PR #684, opened 2021-12-17
🐛 Fix tail call recursion in core util

wwilsman:
## What is this?

This fixes the `waitFor` util in `@percy/core` to properly return the tail call. Without tail call optimization, error stacks that bubble from within the util can grow exponentially.


Robdel12 (approved):
🏁

PR #685, opened 2021-12-17
🐛 Fix legacy process termination when missing instance method

wwilsman:
## What is this?

Some legacy commands do not define their own `finally` method. If they extend from a class that also does not have a `finally` method (like if they accidentally extend from the `command` function), process termination throws an error.


Robdel12 (approved):
🏁

PR #686, opened 2021-12-17
🧹 Clean up package.json files

wwilsman:
## What is this?

With recent refactoring of the various `@percy/cli*` packages, their respective `package.json` files were cleaned up slightly. This PR cleans up other package's `package.json` files the same way those refactors did for their packages.

Mainly, repository and publish information were moved to the top of the files with other meta info.

For the top-level `package.json` file, the `@oclif/dev-cli` dependency was removed. The top-level `test` script was also adjusted to allow failures since it is only used locally, whereas in CI dedicated parallel jobs are run for each package.

### DIFF
--- a/package.json
+++ b/package.json
@@ -3,6 +3,10 @@
   "workspaces": [
     "packages/*"
   ],
+  "repository": {
+    "type": "git",
+    "url": "https://github.com/percy/cli"
+  },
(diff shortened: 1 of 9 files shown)


Robdel12 (approved):
🏁 o-no-more-clif

PR #718, opened 2022-01-13
🐛 Import local `@percy/cli` to avoid caching/multiple CLI issues

Robdel12:
## What is this?

It looks like `npx` is doing weird caching of `@percy/cli`, so when we do `import('@percy/cli')`, it's possible for the import to be an old cached (incorrect) version of the CLI.

To avoid this, we're going to require the root CLI package so it's _always_ getting the same package & ensure the package matches the invoking bin


wwilsman (approved):
🎮

wwilsman (approved):
🎮

PR #1485, opened 2024-01-02
sending cli error message in send events and fixing stdin bug

prklm10:
sending cli error message in send events and fixing stdin bug
- Not sending cli error when `PERCY_CLIENT_ERROR_LOGS` is set to `false`.
- Otherwise sending error to send events.
- Fixing stdin bug introduced  in `1.27.4`.


packages/cli-exec/src/exec.js
```diff
@@ -121,13 +125,17 @@ async function* spawn(cmd, args, percy) {
     proc.on('close', code => {
       closed = code;
       if (code !== 0) {
+        // Only send cli error when PERCY_CLIENT_ERROR_LOGS is set to true
+        if (process.env.PERCY_CLIENT_ERROR_LOGS && process.env.PERCY_CLIENT_ERROR_LOGS === 'false') {
```
ninadbstack, line 129:
```suggestion
        if (process.env.PERCY_CLIENT_ERROR_LOGS === 'false') {
```

packages/cli-exec/src/exec.js
```diff
@@ -121,13 +125,17 @@ async function* spawn(cmd, args, percy) {
...
+          errorMessage = '1';
```
ninadbstack, line 130:
```suggestion
          errorMessage = 'Log sharing is disabled';
```

packages/cli-exec/test/test_prog.js
```diff
@@ -0,0 +1,9 @@
+// Error
```
ninadbstack, line 1: move this to test/test_data folder

packages/cli-exec/src/exec.js
prklm10: updated.

packages/cli-exec/src/exec.js
prklm10: Updated

packages/cli-exec/test/test_prog.js
prklm10: done

PR #1486, opened 2024-01-04
🔖 v1.27.7-beta.0

prklm10:
version bump v1.27.7-beta.0


shantanuk-browserstack:
we'll also need to update tag from latest to beta  as we are releasing a beta version.

shantanuk-browserstack (approved):

PR #1487, opened 2024-01-05
feat: first commit: rough changes, added support for SYNC CLI

this-is-shivamsingh:
- This is the support for SYNC CLI
- Need to await till the time snapshot processing is completed and then send the snapshot details to the user.

Changes - 
1.  added promise if enableSync is passed
2. attached resolve, reject promise to snapshot object, that will be used after get processing status as true, and fetched the snapshot data.
3. send it snapshot to `percySyncQueue`, after createSnapshot is done

### DIFF
--- a/packages/core/src/api.js
+++ b/packages/core/src/api.js
@@ -91,9 +91,9 @@ export function createPercyServer(percy, port) {
     })
   // post one or more snapshots, optionally async
     .route('post', '/percy/snapshot', async (req, res) => {
-      let snapshot = req.body.enableSync
+      let snapshot = req.body['enableSync']
         ? await new Promise((resolve, reject) => percy.snapshot(req.body, { resolve, reject }))
-        : percy.snapshot(req.body);
+        : percy.snapshot(req.body)
 
       if (!req.url.searchParams.has('async')) await snapshot;
       return res.json(200, { success: true });
--- a/packages/core/src/api.js
+++ b/packages/core/src/api.js
@@ -91,7 +91,10 @@ export function createPercyServer(percy, port) {
     })
   // post one or more snapshots, optionally async
     .route('post', '/percy/snapshot', async (req, res) => {
-      let snapshot = percy.snapshot(req.body);
+      let snapshot = req.body['enableSync']
+        ? await new Promise((resolve, reject) => percy.snapshot(req.body, { resolve, reject }))
+        : percy.snapshot(req.body)
+
       if (!req.url.searchParams.has('async')) await snapshot;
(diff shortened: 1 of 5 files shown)


packages/core/src/api.js
```diff
@@ -15,6 +15,10 @@ function encodeURLSearchParams(subj, prefix) {
   )).join('&') : `${prefix}=${encodeURIComponent(subj)}`;
 }
 
+function promiseWrapper(fn, ...params) {
```
ninadbstack, line 18:
```suggestion
function promisify(fn, ...params) {
```

packages/core/src/api.js
```diff
@@ -91,14 +95,20 @@ export function createPercyServer(percy, port) {
     })
   // post one or more snapshots, optionally async
     .route('post', '/percy/snapshot', async (req, res) => {
-      let snapshot = percy.snapshot(req.body);
+      let snapshot = req.body.enableSync
+        ? await promiseWrapper(percy.snapshot, req.body)
+        : percy.snapshot(req.body);
```
ninadbstack, line 100: We dont need to call in 2 ways, we can just call once and choose to await depending on sync. It makes it easier to maintain when more params are added

packages/core/src/api.js
```diff
@@ -91,14 +95,20 @@ export function createPercyServer(percy, port) {
...
+
       if (!req.url.searchParams.has('async')) await snapshot;
-      return res.json(200, { success: true });
+      return res.json(200, { success: true, data: snapshot });
```
ninadbstack, line 103: this will return incorrect values in default mode. need to validate it

packages/core/src/percy.js
```diff
@@ -262,7 +262,7 @@ export class Percy {
   // Takes one or more snapshots of a page while discovering resources to upload with the resulting
   // snapshots. Once asset discovery has completed for the provided snapshots, the queued task will
   // resolve and an upload task will be queued separately.
-  snapshot(options) {
+  snapshot(options, callback = null) {
```
ninadbstack, line 265: incorrect usage of standard terms. `callbacks` are fundamentally different than promises in how they should be used and what they do. Dont use that word here.  Use something else, maybe just resolve, reject as two args

packages/core/src/percy.js
```diff
@@ -322,7 +324,7 @@ export class Percy {
   }
 
   // Uploads one or more snapshots directly to the current Percy build
-  upload(options) {
+  upload(options, callback = null) {
```
ninadbstack, line 327: same here.

PR #1501, opened 2024-01-24
Add timeout in sync cli

chinmay-browserstack:
Added timeout for comparison of 90 seconds and 08: 30 min for snapshot

### DIFF
--- a/packages/core/src/wait-for-job.js
+++ b/packages/core/src/wait-for-job.js
@@ -4,6 +4,7 @@ const MIN_POLLING_INTERVAL = 5_000;
 // Poll atleast once in 2 min
 const MAX_POLLING_INTERVAL_SECONDS = 120;
 const THRESHOLD_OPTIMAL_POLL_TIME = 5;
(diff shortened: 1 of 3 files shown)


packages/core/src/wait-for-job.js
```diff
@@ -4,6 +4,7 @@ const MIN_POLLING_INTERVAL = 5_000;
 // Poll atleast once in 2 min
 const MAX_POLLING_INTERVAL_SECONDS = 120;
 const THRESHOLD_OPTIMAL_POLL_TIME = 5;
+const JOB_TIMEOUT = Number(process.env.SYNC_TIMEOUT) || 90_000;
```
ninadbstack, line 7: is 90 sec enough for full page ?

chinmay-browserstack: This time doesn't include time to capture screenshot. this is only waiting for api to respond. 90 second is enough for api to compare

ninadbstack (approved):

PR #1507, opened 2024-01-30
Adding support of shadowrootmode

rishigupta1599:
From Chromium 121 onwards shadowroot attribute support is removed and replaced with shadowrootmode so need to give support for it.

### DIFF
--- a/packages/dom/test/inject-polyfill.test.js
+++ b/packages/dom/test/inject-polyfill.test.js
@@ -18,6 +18,18 @@ describe('injectDeclarativeShadowDOMPolyfill', () => {
                 </div>
         </template>
         </div>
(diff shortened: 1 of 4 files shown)


packages/dom/test/inject-polyfill.test.js
```diff
@@ -7,9 +7,13 @@ describe('injectDeclarativeShadowDOMPolyfill', () => {
   beforeEach(() => {
     dom = withExample(`
         <div data-percy-shadow-host>
-        <template shadowroot="open">
```
ninadbstack, line 10: considering that we have code for both, we should have test for both

ninadbstack (approved):

PR #1510, opened 2024-01-31
🧹 Added logging of body for failed requests

ninadbstack:
We are seeing cases when a mitm proxy in between is either sending 403s or just blocking directly. Currently due to insufficient logging it becomes hard to understand if the 403 was due to incorrect/invalid percy token or due to a proxy in between, we are adding response body to the logs so that logs can be used to debug error right away.


pankaj443 (approved):
LGTM

PR #1524, opened 2024-02-20
Throwing error when sha, filepath or content is not present

prklm10:
Throwing error when sha, filepath or content is not present when creating a comparison.
This fixes the below error, when sha is empty, for app build.
```
Error: Finalizing build 32741978 failed: cannot finalize before all snapshots have comparisons created. This is likely an SDK error, please make sure that comparisons are created before calling finalize.
```


rishigupta1599 (approved):
LGTM

PR #1527, opened 2024-02-21
Test Case implementation

prklm10:
Test Case implementation
Adding support for same snapshot name across different test-cases.


packages/core/src/discovery.js
```diff
@@ -317,7 +317,7 @@ export function createDiscoveryQueue(percy) {
     .handle('error', ({ name, meta }, error) => {
       if (error.name === 'AbortError' && queue.readyState < 3) {
         // only error about aborted snapshots when not closed
-        percy.log.error('Received a duplicate snapshot, ' + (
+        percy.log.error('Received a duplicate snapshot within same test case, ' + (
```
ninadbstack, line 320: not everyone would be using testcases, so the wording should depend on if testCase was null or not

packages/core/test/snapshot.test.js
```diff
@@ -837,14 +837,62 @@ describe('Snapshot', () => {
...
+      'dom-snapshot': testDOM
+    }, {
+      url: 'http://localhost:8000/one',
+      testCase: 'test-case-4',
+      domSnapshot: JSON.stringify({ html: testDOM })
+    }]);
+
+    expect(logger.stderr).toEqual([]);
+    expect(logger.stdout).toEqual([
+      '[percy] Snapshot taken: /one',
```
ninadbstack, line 889: we need to update logging and `meta` to include testcase name

prklm10: updated meta as well as logging.

packages/core/src/discovery.js
prklm10: Fixed logging

PR #1530, opened 2024-02-22
Added support for capturing image srcset

chinmay-browserstack:
Added support for capturing image srcset using `captureAllSrcsetUrls` flag.

### DIFF
--- a/packages/core/src/config.js
+++ b/packages/core/src/config.js
@@ -187,6 +187,10 @@ export const configSchema = {
         type: 'boolean',
         default: false
       },
+      catureImageSrcSet: {
+        type: 'boolean',
+        default: false
+      },
       requestHeaders: {
         type: 'object',
         normalize: false,
@@ -272,6 +276,7 @@ export const snapshotSchema = {
             authorization: { $ref: '/config/discovery#/properties/authorization' },
             disableCache: { $ref: '/config/discovery#/properties/disableCache' },
             captureMockedServiceWorker: { $ref: '/config/discovery#/properties/captureMockedServiceWorker' },
+            catureImageSrcSet: { $ref: '/config/discovery#/properties/catureImageSrcSet' },
             userAgent: { $ref: '/config/discovery#/properties/userAgent' },
             devicePixelRatio: { $ref: '/config/discovery#/properties/devicePixelRatio' }
           }
--- a/packages/core/src/config.js
+++ b/packages/core/src/config.js
@@ -187,7 +187,7 @@ export const configSchema = {
         type: 'boolean',
         default: false
       },
-      catureImageSrcSet: {
+      captureAllSrcsetURLs: {
         type: 'boolean',
         default: false
       },
@@ -276,7 +276,7 @@ export const snapshotSchema = {
             authorization: { $ref: '/config/discovery#/properties/authorization' },
             disableCache: { $ref: '/config/discovery#/properties/disableCache' },
             captureMockedServiceWorker: { $ref: '/config/discovery#/properties/captureMockedServiceWorker' },
-            catureImageSrcSet: { $ref: '/config/discovery#/properties/catureImageSrcSet' },
+            captureAllSrcsetURLs: { $ref: '/config/discovery#/properties/captureAllSrcsetURLs' },
             userAgent: { $ref: '/config/discovery#/properties/userAgent' },
             devicePixelRatio: { $ref: '/config/discovery#/properties/devicePixelRatio' }
           }
--- a/packages/core/src/config.js
+++ b/packages/core/src/config.js
@@ -190,7 +190,7 @@ export const configSchema = {
         type: 'boolean',
         default: false
       },
-      captureAllSrcsetUrls: {
+      captureSrcset: {
         type: 'boolean',
         default: false
       },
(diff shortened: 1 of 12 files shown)


packages/core/src/discovery.js
```diff
@@ -94,6 +97,42 @@ function parseDomResources({ url, domSnapshot }) {
   }, new Map([[rootResource.url, rootResource]]));
 }
 
+async function parseImageSrcset({ imageLinks }, { resources, meta }, { allowedHostnames }) {
+  let log = logger('core:snapshot');
+  const promiseList = [];
+
+  imageLinks = imageLinks.filter((link) => hostnameMatches(allowedHostnames, link));
```
Amit3200, line 104: will it cover picture, video, source tags as well?

packages/core/src/utils.js
```diff
@@ -18,6 +19,14 @@ export function hostname(url) {
   return new URL(url).hostname;
 }
 
+// Return mime-type from a URL.
+export function detectMimeType(link) {
+  // mime package does not handle query params
+  let urlObj = new URL(link);
+  let urlWithoutSearchParams = urlObj.origin + urlObj.pathname;
+  return mime.lookup(urlWithoutSearchParams);
```
Amit3200, line 27: This doesn't fail correct?, if it fails what happens?

packages/dom/test/serialize-image-srcset.test.js
```diff
@@ -0,0 +1,51 @@
...
+    it(`${platform}: capture url from source of picture`, async () => {
+      withExample(`
+      <picture>
+        <source srcset='//locahost:9876/base/test/assets/example.webp, //localhost:9876/base/test/assets/example.png 2x' />
+        <source srcset='//locahost:9876/base/test/assets/example.jpeg 100px, //locahost:9876/base/test/assets/example1.jpeg 200px' />
+      </picture>
+    `);
+
+      serialized = serializeDOM();
+      console.log(serialized.imageLinks);
```
Amit3200, line 27: remove this.

packages/core/src/utils.js
chinmay-browserstack: This is existing logic which is used in network.js for each resource so it shouldn't fail.

packages/core/src/discovery.js
chinmay-browserstack: video tags are handled separately where we capture poster. poster can only be one. picture case is handled

packages/core/src/config.js
```diff
@@ -190,6 +190,10 @@ export const configSchema = {
         type: 'boolean',
         default: false
       },
+      captureAllSrcsetUrls: {
```
ninadbstack, line 193:
```suggestion
      captureSrcset: {
```
easier to type and conveys same [ as we dont plan to introduce capture a few from src set ]

packages/core/src/discovery.js
```diff
@@ -95,6 +98,45 @@ function parseDomResources({ url, domSnapshot }) {
   }, new Map([[rootResource.url, rootResource]]));
 }
 
+async function parseImageSrcset(snapshot, discovery) {
+  let log = logger('core:snapshot');
```
ninadbstack, line 102: shouldnt logger be discovery ?

packages/core/src/discovery.js
```diff
@@ -95,6 +98,45 @@ function parseDomResources({ url, domSnapshot }) {
...
+  const { resources, meta, domSnapshot } = snapshot;
+  const { allowedHostnames } = discovery;
+  let { imageLinks } = domSnapshot;
+
+  imageLinks = imageLinks.filter((link) => hostnameMatches(allowedHostnames, link));
+  imageLinks = imageLinks.filter((link) => !resources.get(link));
+
+  log.debug(`Capturing image src set: ${JSON.stringify(imageLinks)}`, meta);
+  for (const link of imageLinks) {
+    const promise = makeRequest(link, { buffer: true, retries: 0 }, (body, response) => {
```
ninadbstack, line 113: This may or may not work depending on the Auth requirements of the backend. I would recommend doing this in discovery browser as that would auto take care of auth requirements, else we will have to replicate this. 

Also `request` by default uses proxy if set, which may or may not be required for browser [ in fact could have issues if requests go via proxy ]

packages/core/src/discovery.js
```diff
@@ -95,6 +98,45 @@ function parseDomResources({ url, domSnapshot }) {
   }, new Map([[rootResource.url, rootResource]]));
 }
 
+async function parseImageSrcset(snapshot, discovery) {
```
ninadbstack, line 101:
```suggestion
async function gatherSrcsetResources(snapshot, discovery) {
```
Its not parsing srcset for image urls

packages/dom/src/serialize-image-srcset.js
```diff
@@ -0,0 +1,33 @@
+// Return list of link of all srcset images to be captured
+export function serializeImageSrcSet({ dom }) {
```
ninadbstack, line 2: This requires extra queries on dom and extra iterations on dom. So far we have always tried to add to cloneNode function which anyway's does one tree walk on the node to avoid loading same nodes again. That could potentially give slight performance boost.

packages/core/src/discovery.js
chinmay-browserstack: Actually calling this urls using fetch api inside browser is causing CORS issue, that's y written logic in such a way

packages/core/src/discovery.js
chinmay-browserstack: All logger in this file uses `core:snapshot`

packages/dom/src/serialize-image-srcset.js
chinmay-browserstack: resolved

PR #1533, opened 2024-02-28
Force quit CLI post 10s

pankaj443:
JIRA: https://browserstack.atlassian.net/browse/PER-3007
We noticed CI getting stuck due to cp.spawn processes
Added a 10s timout post which we force quit.


packages/cli-exec/src/exec.js
```diff
@@ -92,7 +92,14 @@ export const exec = command('exec', {
   await percy?.stop(!!error);
 
   // forward any returned status code
-  if (status) exit(status, error);
+  if (status) {
+    exit(status, error);
+  } else {
+    // force exit post timeout
+    setTimeout(function() {
+      process.exit(0);
```
ninadbstack, line 100: we still need to exit with forwarded status code

packages/cli-exec/src/exec.js
```diff
@@ -92,7 +92,14 @@ export const exec = command('exec', {
...
+    }, 10000);
+  }
```
ninadbstack, line 102: better promisify and await on sleep time of 10 secs. Then we can do standard process.exit

like 
```
await 10 sec 
process.exit(0)
```

also dont need to put it in `else`

ninadbstack (approved):
LGTM

Issue #1310, opened 2016-02-26
Overzealous translation of @-values to CURLFiles


kylewm:
## While trying to do this:

Call Webservice::post with a parameter `content="@benwerd blah blah blah"`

☆ ☆ ☆ ☆

Every line in the listing that holds the string "enough" should be copied out.

● **Completed exercise**
ninadbstack, line 7: is 90 sec enough for full page ?
chinmay-browserstack: This time doesn't include time to capture screenshot. this is only waiting for api to respond. 90 second is enough for api to compare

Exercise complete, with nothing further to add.